El ideal franciscano
Otra gran lección que han recibido estos jóvenes ha sido el poder
compartir la vida con las hermanas, conocer de primera mano a
contemplativas que dedican toda su vida a orar, a hablar con Dios. Las
preguntas que les surgían a los jóvenes podían hacérselas directamente a
las hermanas, y compartir con ellas así sus inquietudes. Porque estos jóvenes
llegaban al monasterio con ganas de ayudar, pero también con muchas heridas y
preguntas en el corazón. Y necesitaban abrirse a alguien que pudiera
escucharles. El ideal franciscano, la experiencia vital de santa Clara, se
encarnaba en esas mujeres y se hacía sabiduría para los jóvenes de hoy. La
pobreza y la austeridad, el deseo de fraternidad, el cuidado de la naturaleza,
la llamada a la misión, reconstruir la propia vida y la sociedad entera… no
eran historias del pasado sino demandas urgentes de nuestro corazón,
necesidades del mundo de hoy.
Con uno de los grupos ha estado un director de cine católico,
Francisco Campos, director de películas como “El Rocío es compartir”, “El
colibrí” o “Jesucristo vive”. En un momento me preguntaba si es
fácil encontrar muchos jóvenes dispuestos a vivir así: levantarse pronto,
dormir en el suelo, trabajar duro, acostarse pronto para poder rendir al día
siguiente…. ¡y encima pagar por ello! Cuando me comentaba esto no pude menos
que acordarme de dos jóvenes de un instituto de Móstoles que me dijeron que era
el mejor plan que se les había ofrecido nunca.

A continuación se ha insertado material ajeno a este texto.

PR #366, opened 2021-07-15
RISC-V Nested Interrupt Support

cmdrf:
RISC-V Nested Interrupt Support

Description
-----------
This adds nested interrupt support to the RISC-V port. As a bonus it adds a `xPortIsInsideInterrupt` macro. Inspired by [Canaan's port](https://github.com/kendryte/kendryte-freertos-sdk/blob/develop/lib/bsp/crt.S).

Test Steps
-----------
Tested on a Kendryte K210 64-bit RISC-V MCU with an interrupt-heavy application that would crash reproducibly without this change.

Disclaimer
----------
I'm not a RISC-V or OS programming expert. I only tested this on a single target. I'm not mad if this PR stays open for a long time until someone can confirm its correctness (or not).


RichardBarry:
Thanks for your contribution.  We currently have three vectored interrupt implementations so I will ask for your patience while we consolidate to a single upstream version.

PR #372, opened 2021-07-28
Move uxCoreAffinityMask after xMPUSettings

N3xed:
Allows for much easier assembly access to the `uxCoreAffinityMask` field. This allows for the port implementation to pin the task to one or more cores much easier and without relying on hardcoded field offset constants.

One such occasion would be in the ESP32 port. The ESP32 port needs to pin the task to a single core when the FPU is used in a multi-core environment. This is because each core has its own FPU where its contents are lazily saved and restored only upon usage. When a task is switched to another core in the middle of a floating-point calculation, the state remains in the other core. To work around this without pinning the core, one would need to either save the FPU state for every task context switch or use some cross-core interrupt magic.


aggarg (approved):

mbruno-xmos:
This should have come with a corresponding adjustment to the xSTATIC_TCB struct

PR #393, opened 2021-09-13
The Interupt need to be disabled over the restore of the FPU and rest…

fireblade156:
…ore Stackaligment

ARM CORTEX A9 Port

Description
-----------
In the ISR should be the Interrupts locked over the Restore FPU and Restore Stackaligment. In other case, the interrupts can interrupts the Restore the FPU register / Restore Stackaligment

Please Integrate this change in the FreeRTOS LTS

### DIFF
--- a/portable/GCC/ARM_CA9/portASM.S
+++ b/portable/GCC/ARM_CA9/portASM.S
@@ -201,12 +201,13 @@ FreeRTOS_IRQ_Handler:
 	PUSH	{r0-r4, lr}
 	LDR		r1, vApplicationIRQHandlerConst
 	BLX		r1
-	POP		{r0-r4, lr}
-	ADD		sp, sp, r2
-
+	
 	CPSID	i
 	DSB
 	ISB
+	
+	POP		{r0-r4, lr}
+	ADD		sp, sp, r2
 
 	/* Write the value read from ICCIAR to ICCEOIR. */
 	LDR 	r4, ulICCEOIRConst
@@ -295,6 +296,10 @@ vApplicationIRQHandler:
 
 	LDR		r1, vApplicationFPUSafeIRQHandlerConst
 	BLX		r1
+	
+	CPSID	i
+	DSB
+	ISB
 
 	POP		{R0}
 	VPOP	{D16-D31}


portable/GCC/ARM_CA9/portASM.S
```diff
@@ -201,12 +201,13 @@ FreeRTOS_IRQ_Handler:
...
 	BLX		r1
-	POP		{r0-r4, lr}
-	ADD		sp, sp, r2
-
+	
 	CPSID	i
 	DSB
 	ISB
+	
+	POP		{r0-r4, lr}
```
RichardBarry, line 209: Grateful if you can explain why this change is needed.

Its been a while since I worked on this port, but as I recall these registers are pushed and popped to retain their values across a function call, rather than to protect them from interrupts, hence they are popped from outside of the critical section (i.e. before interrupts are disabled).  In the current release code version, if an interrupt occurred between the registers being popped and interrupts being disabled then the CPU would switch to IRQ mode, causing it to switch from the SYSTEM mode stack to the IRQ mode stack, and so not clobber these register values.

Maybe you are highlighting a problem in the interrupt nesting code, if so, please provide an explanation of the sequence that could cause a problem.  The registers are not protected from interrupts occurring before the function call, or within the function call, so I'm not sure why they need protecting after the function call.

portable/GCC/ARM_CA9/portASM.S
```diff
@@ -295,6 +296,10 @@ vApplicationIRQHandler:
 
 	LDR		r1, vApplicationFPUSafeIRQHandlerConst
 	BLX		r1
+
```
RichardBarry, line 299: Again grateful if you can provide an explanation of this change.  What if the IRQ handler disables interrupt?

fireblade156:
Hello Richard

The reason is, that at GCC the register R0-R3 are defined als caller 
saved. This mean, this register need to be store be the caller of a 
functions, if it needed.

For excample, the nested Interrupt interrupt after the pop, a function 
modify the the a regiser from R0-R3, call a subroutine, but doesn't need 
the value in the register after the Subroutine call. In this case, the 
register willl not be restore after it enter back in this code.

The same problem exising, in by restore of the FPU register after the call 
of vApplicationFPUSafeIRQHandler.

In the same case, I have a other question, that I havn't validated now. By 
the call of vTaskSwitchContext isn't a stack aligment to 8 bit. For me is 
the here the Question, if this is needed, then the ARM EBI define for 
C-Functions a 8 bit Stack aligment.

Have a nice day
Maurus




Von:    "RichardBarry" ***@***.***>
An:     "FreeRTOS/FreeRTOS-Kernel" ***@***.***>
Kopie:  "fireblade156" ***@***.***>, "Author" 
***@***.***>
Datum:  13.09.2021 23:36
Betreff:        Re: [FreeRTOS/FreeRTOS-Kernel] The Interupt need to be 
disabled over the restore of the FPU and rest… (#393)



@RichardBarry commented on this pull request.

In portable/GCC/ARM_CA9/portASM.S:
>                CPSID           i
                 DSB
                 ISB
+ 
+                POP                             {r0-r4, lr}

Grateful if you can explain why this change is needed.
Its been a while since I worked on this port, but as I recall these 
registers are pushed and popped to retain their values across a function 
call, rather than to protect them from interrupts, hence they are popped 
from outside of the critical section (i.e. before interrupts are 
disabled). In the current release code version, if an interrupt occurred 
between the registers being popped and interrupts being disabled then the 
CPU would switch to IRQ mode, causing it to switch from the SYSTEM mode 
stack to the IRQ mode stack, and so not clobber these register values.
Maybe you are highlighting a problem in the interrupt nesting code, if so, 
please provide an explanation of the sequence that could cause a problem. 
The registers are not protected from interrupts occurring before the 
function call, or within the function call, so I'm not sure why they need 
protecting after the function call.

In portable/GCC/ARM_CA9/portASM.S:
> @@ -295,6 +296,10 @@ vApplicationIRQHandler:
 
                 LDR                             r1, 
vApplicationFPUSafeIRQHandlerConst
                 BLX                             r1
+ 

Again grateful if you can provide an explanation of this change. What if 
the IRQ handler disables interrupt?
—
You are receiving this because you authored the thread.
Reply to this email directly, view it on GitHub, or unsubscribe.
Triage notifications on the go with GitHub Mobile for iOS or Android. 

______________________________________________________________________
This email has been scanned by the Symantec Email Security.cloud service.
For more information please visit http://www.symanteccloud.com
______________________________________________________________________



This message contains information that may be privileged or confidential 
and is the property of the NUM Group. It is intended only for 
the person to whom it is addressed. If you are not the intended recipient, 
you are not authorized to read, print, retain, copy, disseminate, 
distribute, or use this message or any part thereof. If you receive this 
message in error, please notify the sender immediately and delete 
all copies of this message.


______________________________________________________________________
This email has been scanned by the Symantec Email Security.cloud service.
For more information please visit http://www.symanteccloud.com
______________________________________________________________________

RichardBarry:
I'm afraid I'm going t need more detail.  Perhaps it is easiest if I try and describe the execution sequence, then you can point out the part where our understanding is different.  I also don't understand why the r0-r3 values would only need to be protected after existing the application defined IRQ handler, rather than everywhere else in the handler function they get used.


This is my reading of the code:

At [this](https://github.com/FreeRTOS/FreeRTOS-Kernel/blob/V10.4.5/portable/GCC/ARM_CA9/portASM.S#L204) point in the code the processor is in supervisor mode.  If an interrupt occurs the processor will switch back to IRQ mode, and start executing from [here](https://github.com/FreeRTOS/FreeRTOS-Kernel/blob/V10.4.5/portable/GCC/ARM_CA9/portASM.S#L166).  The IRQ entry code switches back to Supervisor mode [here](https://github.com/FreeRTOS/FreeRTOS-Kernel/blob/V10.4.5/portable/GCC/ARM_CA9/portASM.S#L174), before pushing the caller saved registers on the next line.

The application defined handler is called, and once execution returns from the application handler, the original values of the caller saved registers are popped [here](https://github.com/FreeRTOS/FreeRTOS-Kernel/blob/V10.4.5/portable/GCC/ARM_CA9/portASM.S#L234).

The nested interrupt then returns to the original interrupts, with its original r0-r3 register values.

RichardBarry:
Additionally - it would be great to be having this conversation in the support forum so others can contribute, and the conversation is available to everybody in the future.  We do recommend creating a support request before posting bugs.

fireblade156:
I seens, you are rigth and this is correct. In this case, my problems aren't comes from here and I have only hide somethings.

Issue #404, opened 2021-11-01
[BUG] Stack initialisation incorrect on dsPIC.


andrewtjs:
**Describe the bug**
When the deprecated pre-processor constant MPLAB_DSPIC_PORT is undefined, the initialisation of xInitialStack has an incorrect size, resulting in stack corruption.

**Target**
- Instruction Set Architecture: Microchip dsPIC
- IDE and version: MPLAB X v5.50
- Toolchain and version: MPLAB XC16 v1.70

cobusve:
Fixed with PR #405

PR #405, opened 2021-11-01
bugfix: Initialise stack correctly on dsPIC port

andrewtjs:
Description
-----------
Remove the use of MPLAB_DSPIC_PORT for determining correct stack initialisation, use the XC16 compiler device family macros instead.

Related Issue
-----------
[BUG] Stack initialisation incorrect on dsPIC. #404 


cobusve:
This looks like a good change, can we also remove all other instances of this define, I still see it in one more place and also in the comments?

aggarg (approved):

cobusve (approved):

PR #426, opened 2021-12-19
Update the memory alignment within the Cortex-A9 port asm code

RichardBarry:
Description
-----------
Update the assembly code used in the Cortex-A9 port to ensure stack alignment before calling vTaskSwitchContext() in case user code added to the function (maybe via a trace macro or other mechanism) requires the more strict alignment.  That would be the case if, as an example, floating point instructions were used.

Y es que quizás tuviese razón el venerable jesuita Tomás Morales
cuando repetía aquello de que “al joven si se le pide poco no da nada, si se le
pide mucho, lo da todo”. En realidad pienso que muchos más jóvenes responderían
a una llamada como esta, a dar su tiempo por los demás, si hubiese adultos,
educadores, que se atreviesen a hacerles la propuesta. Y que estuviesen
dispuestos a vivir con ellos, trabajando codo con codo, estos días. Porque
nadie puede proponer algo si uno mismo no está dispuesto a vivirlo.
Sencillamente no sería creíble.
Un aire fresco
El resultado final ha sido mayor del que esperábamos inicialmente.
Se ha avanzado mucho en limpieza, picando muros, quitando maleza… aunque
todavía queda mucho que hacer, claro. Pero, sobre todo, estos jóvenes han
podido revivir el espíritu de san Francisco de Asís. Y como si de un signo se
tratase, un aire fresco se respiraba estos días en Orduña. Estos jóvenes han
conseguido traer vida y esperanza a todos los que hemos pasado por el
monasterio de santa Clara. Mirándoles no podíamos menos que recordar a
Francisco en san Damián reconstruyendo materialmente una pequeña ermita, pero
empezando a reconstruir la Iglesia de Cristo volviendo a las raíces del
evangelio vivido sin glosas.
En medio de una pandemia mundial, en un mundo que busca un nuevo
reinicio, que necesita ser reconstruido en sus relaciones, desde sus propios
cimientos, estos jóvenes nos indican el camino que podemos emprender. Dejarse
interpelar por Cristo mismo y por las necesidades de los hermanos, buscar
amigos de Dios con los que compartir la vida, ponerse a trabajar sin grandes
discursos, sencillamente.
Y para los educadores la gran llamada a seguir creyendo en los
jóvenes, porque en el corazón del joven de hoy sigue latiendo una llamada al
heroísmo, a la generosidad, a la entrega desinteresada. Sí, ese es el gran reto
para los educadores. Creer en los jóvenes, como Dios creyó en Francisco cuando
todavía era un muchacho, como Dios ha creído en estos doscientos cincuenta
jóvenes que se han acercado a Orduña este verano.